A court in Brussels has temporarily stopped Belgium from extraditing Assadollah Assadi, an Iranian diplomat sentenced to 20 years in jail on a terrorism conviction.
Darya Safai, an Iranian-born member of the Belgian parliament, released a document by the Brussels Court of Appeal on twitter on Friday evening showing the decision.
Following numerous complaints after the Belgian Parliament ratified a controversial prisoner swap treaty with Iran on July 20, the court ordered that Belgium be “provisionally prohibited from releasing Assadi […] from the Belgian prison where he is serving a sentence of 20 years […] and transferring him to any foreign state whatsoever.”
Assadi is imprisoned for “attempted murder and involvement in terrorism” for his role plotting to bomb a gathering of the exiled opposition group Mujahedin-e Khalq Organization (MEK) near Paris in 2018.
After being rejected by the court of first instance in Brussels on Thursday, the opponents of the prisoner-swap deal with Tehran -- including victims who had registered as civil parties to the trial -- won their appeal on Friday.
Georges-Henri Beauthier, a lawyer acting for the National Council of Resistance of Iran – an umbrella organization with MEK as its main member, said that according to the order, any proposed release of Assadi be subject to “cross-examination before a judge”.

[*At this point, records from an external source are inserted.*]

PR #2550, opened 2022-08-29
add execws plugin

jpts:
The plugin implements the exec protocol over websockets, which is missing from kubectl, and looks to be a little way off yet. Has some other functionality which I think is unlikely to ever make it into kubectl, such as directly talking to the kubelet API and not sending the "get pod" preflight request.

### DIFF
--- a/plugins/execws.yaml
+++ b/plugins/execws.yaml
@@ -1,0 +1,56 @@
+apiVersion: krew.googlecontainertools.github.com/v1alpha2
+kind: Plugin
+metadata:
+  name: execws
+spec:
+  homepage: https://github.com/jpts/kubectl-execws
+  shortDescription: kubectl exec using WebSockets
+  version: v0.1.0
+  description: A replacement for "kubectl exec" that works over WebSocket connections.
+  caveats: |
+    Node direct-exec functionality requires connection to the kubelet API to work, since it
+    bypassess the apiserver by design.
+  platforms:
+  - selector:
+      matchLabels:
+        os: linux
+        arch: amd64
+    uri: "https://github.com/jpts/kubectl-execws/releases/download/v0.1.0/kubectl-execws_v0.1.0_linux_amd64.tar.gz"
+    sha256: d9a622e2e90a1185647baa5134ee93634ce17d6813294a8e1c674c67592085f2
+    bin: kubectl-execws
+  - selector:
+      matchLabels:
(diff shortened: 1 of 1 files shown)


ahmetb:

-----

Thanks for your patience!
/kind new-plugin

ahmetb:
Thanks for the submission. I understand that it is using an alternative approach, but is it introducing net-new user visible functionality or enabling currently blocked users? The answer right now seems to be "no". If that's the case, it might be good to distribute the plugin through a custom index if you want people to try out and give feedback.

jpts:
I would propose that the tool does add user visible functionality, which is not present in kubectl:
- Allows exec into a pod even if the user/serviceaccount does not have "get pods" RBAC permissions (via `--no-sanity-check` flag)
- Allows exec into a pod if the apiserver is not directly reachable, but the nodes are (via `--node-direct-exec` flag)

Further, although the websocket implementation is largely invisible to the user, I do believe it unblocks users. Some loadbalancers do not support SPDY, e.g. AWS ALB, [Envoy](https://www.envoyproxy.io/docs/envoy/latest/intro/arch_overview/http/http_connection_management#http-protocols). As a result, for clusters where the apiserver is behind one such loadbalaner, users can't use exec functionality without a [workaround](https://dev.to/aws-builders/kubectl-execport-forward-with-aws-alb-and-nginx-ingress-controller-4fn0), which often requires deploying more resources. With this tool, users can just exec directly through the loadbalancer to the apiserver, as websockets is more widely supported.

ahmetb:
Got it. I think I'm ok with this in that case (I initially assumed it is identical functionality).
Do you mind expanding on these capabilities in the `description` section?

plugins/execws.yaml
```diff
@@ -0,0 +1,49 @@
+apiVersion: krew.googlecontainertools.github.com/v1alpha2
+kind: Plugin
+metadata:
+  name: execws
+spec:
+  homepage: https://github.com/jpts/kubectl-execws
+  shortDescription: kubectl exec using WebSockets
+  version: v0.1.0
+  description: A replacement for "kubectl exec" that works over WebSocket connections.
```
ahmetb, line 9: Shorter is better:

> kubectl exec replacement that works over WebSockets

ahmetb:
/lgtm
/approve
Thanks!

PR #7931, opened 2024-12-18
Bls precompile: Use MUL for single point MSM

Marchhill:
## Changes

- For MSM with a single point use MUL

- [x] Optimization
- [ ] Refactoring
- [ ] Documentation update
- [ ] Build-related changes
- [ ] Other: _Description_

#### Requires testing

- [x] Yes
- [ ] No

- [ ] Yes
- [x] No

#### Notes on testing

Covered by state tests

- [ ] Yes
- [x] No

- [ ] Yes
- [x] No


MarekM25 (commented):
Looks good. Do we need this though? MSM should be good enough?

Marchhill:
> Looks good. Do we need this though? MSM should be good enough?

It's more efficient this way as we don't have overhead of MSM

MarekM25 (approved):

PR #7939, opened 2024-12-19
feat: standardized error responses for payload validation

### LINKED ISSUE #7901: feat: add standardized error messages in engine API responses
As it currently stands, Geth and Nethermind have different engine API error response formats, especially the ones relating to new payload validation. Here is an example:

Geth: `blockhash mismatch, want %x, got %x`
Ref: https://github.com/ethereum/go-ethereum/blob/c7e740f40ca93cd2b8681b97af71e0b20207ca09/beacon/engine/types.go#L222

Nethermind: `InvalidHeaderHash: Header hash does not match.`
Ref: https://github.com/NethermindEth/nethermind/blob/3f19aeefffea18899890d110b7bd44c0630ffb0d/src/Nethermind/Nethermind.Consensus/Messages/BlockErrorMessages.cs#L50

The most relevant difference in these two messages is that Nethermind doesn't include the expected block hash whereas Geth does. This same pattern exists for other types, such as the following mismatching fields:

* gas used
* receipts root
* logs bloom
* state root

Standardizing these messages could be useful for two reasons: operators running different EL/CL combinations would have a more unified debugging experience, and as a secondary benefit receiving "hints" from EL block validation _could be used to build blocks out of the EL client_. 

As an example, for https://github.com/chainbound/bolt we use the engine API response errors to parse hints to generate a valid local payload that includes a set of transactions (i.e. similar to how a same-slot inclusion list protocol would work). Of course this is far from an ideal block building setup, however it's also very low effort compared to other alternatives (if you are interested, we explore some of these [here](https://github.com/chainbound/bolt/discussions/59)).

Happy to open a PR for this and answer any questions!

merklefruit:
Fixes #7901

## Changes

* Added more descriptive payload validation error responses in engine API

- [x] Optimization

#### Requires testing

- [ ] Yes
- [x] No

- [ ] Yes
- [x] No

## Remarks

More context on this change can be found in #7901


LukaszRozmej (approved):

merklefruit:
Hi @MarekM25, can I help add context for a review? Would love to see this merged if possible

LukaszRozmej:
@kamilchodola It would be good to run `engine` and `pyspec` hive tests on this PR. But I cannot seem to run them on outside branches from actions.

MarekM25 (commented):
LGTM, but Hive tests will have to be updated to handle new error codes

merklefruit:
@MarekM25 I can do that, can you provide a quick pointer to where i should look?

flcl42 (approved):

MarekM25:
> Quote reply

I think you will have to search for either our old errors or geth errors in this repo and provide a PR: https://github.com/ethereum/hive here

I can contact you with maintainers if needed. Thx for your contribution! 🙏

smartprogrammer93 (approved):

merklefruit:
@MarekM25 hi, I've been able to run the `ethereum/engine` hive test suite for both this branch and nethermind's master.
Here are the results:

* http://135.181.191.125:8081/ here is the result on the latest nethermind master branch
* http://135.181.191.125:8082/ here is the result on my PR's branch

from this run, it seems like this specific branch is not causing any new errors, but as I previously mentioned I'm not familiar enough with Hive to be 100% sure that I didn't miss something. 

I have also tried to look for the hardcoded error messages in the hive codebase but haven't found them: the behaviour there seems to be to only check the "Status: Invalid" property, and not the actual validation error message

benaadams (approved):

MarekM25 (approved):

benaadams:
@merklefruit thank you for your contribution

PR #7946, opened 2024-12-20
Code fix Dockerfile

teenager-ETH:
# Fix: Surround variables with double quotes in Dockerfile

## Changes
- Updated the `dotnet publish` command to quote variables.

  - **Before:**
    ```dockerfile
    dotnet publish src/Nethermind/Nethermind.Runner -c $BUILD_CONFIG -a $arch -o /publish --sc false \
    ```

  - **After:**
    ```dockerfile
    dotnet publish src/Nethermind/Nethermind.Runner -c "$BUILD_CONFIG" -a "$arch" -o /publish --sc false \
    ```

## Purpose
- Prevents errors caused by spaces or special characters in variables.
- Follows shell scripting best practices.

### DIFF
--- a/Dockerfile
+++ b/Dockerfile
@@ -12,7 +12,7 @@ ARG TARGETARCH
 COPY src/Nethermind src/Nethermind
 
 RUN arch=$([ "$TARGETARCH" = "amd64" ] && echo "x64" || echo "$TARGETARCH") && \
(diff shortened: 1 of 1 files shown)


rubo:
No need for quotes in this particular case. Thank you for your attention.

The court noted that the rights of the plaintiffs “could be irreparably violated” if Assadi were handed over to the Iranian authorities, without allowing the decision to be legally challenged and confirmed by a judge through an adversarial procedure – a hearing where both parties are present or represented by a lawyer. The ban will apply until such a hearing is held, the court added.